Las fuertes críticas a la política militarista de la seguridad pública –entre las muchas actividades y rubros que por “gracia” de la “4t” ya controlan de por sí las fuerzas armadas- pasaron a segundo término una vez que desde la noche del pasado lunes comenzaron los hechos de violencia en Jalisco y se extendieron a Guanajuato, mientras aumentaba la presión oficialista para hacer ver como algo aceptable la militarización.

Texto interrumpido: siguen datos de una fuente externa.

PR #1151, opened 2020-10-21
Add ability to enable/disable Opsgenie heartbeats for jobs.

doctoryes:
https://openedx.atlassian.net/browse/DENG-547

Uses the values defined here: https://github.com/edx-ops/analytics-secure/pull/463

### DIFF
--- a/dataeng/jobs/analytics/AnswerDistribution.groovy
+++ b/dataeng/jobs/analytics/AnswerDistribution.groovy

A la vez y por añadidura, creció el “sospechosismo” sobre la verdadera razón y origen de los ataques, ya que no se detuvo a ningún líder de las bandas criminales involucradas –contra los que supuestamente se armaron operativos del ejército- y en cambio, la peor parte se la llevaron establecimientos de una empresa a la que López Obrador ha criticado constantemente. Además de que la mayoría de los estados y ciudades que padecieron la violencia son gobernados por la oposición.
Es muy difícil probar que el propio Estado mexicano sea quien esté detrás de estos hechos, amén de que sería verdaderamente espantoso si así fuera. Sin embargo, su inacción, su indolencia o por lo menos su falta de capacidad de respuesta ante las bandas que aterrorizaron y asesinaron a población civil no es menos alarmante.
En realidad, la discusión sobre la militarización de las tareas de la seguridad pública en el país está rebasada. Con o sin decreto, con o sin reforma constitucional, esas labores están en manos de las fuerzas armadas desde el inicio del sexenio, como extensión de una estrategia que comenzó desde diciembre de 2006, al inicio de la administración de Felipe Calderón, y que ninguno de los dos gobiernos que le siguieron ha modificado en absoluto.
El problema de fondo es que la estrategia ha fracasado. Y lo ha hecho de manera rotunda durante el obradorato, cuyo número de víctimas por homicidio doloso supera las 130 mil. Al final, será éste el sexenio más violento de la historia del país.
Lo más aterrador es constatar cómo el Estado ha cedido paulatinamente ante los delincuentes, que prácticamente “gobiernan” en varios municipios del país. Para muestra, el brutal mensaje de la alcaldesa de Tijuana, Baja California, Monserrat Caballero, quien en un video pidió al crimen organizado “que cobren las facturas a quienes no les pagaron”, normalizando el cobro de “piso” y las consecuencias mortales para quienes no paguen. O lo declarado por la alcaldesa de Sayula de Alemán, Veracruz, Lorena Sánchez Vargas, quien denunció que un grupo delictivo lleva siete meses controlando las finanzas del Ayuntamiento, que le impusieron al secretario de Obras y al Tesorero y se apoderaron de las claves electrónicas y la chequera del gobierno municipal. Ambas ediles, de Morena.
La capitulación del Estado desde sus bases es la antesala para su caída. El terror, una estrategia para acelerarla.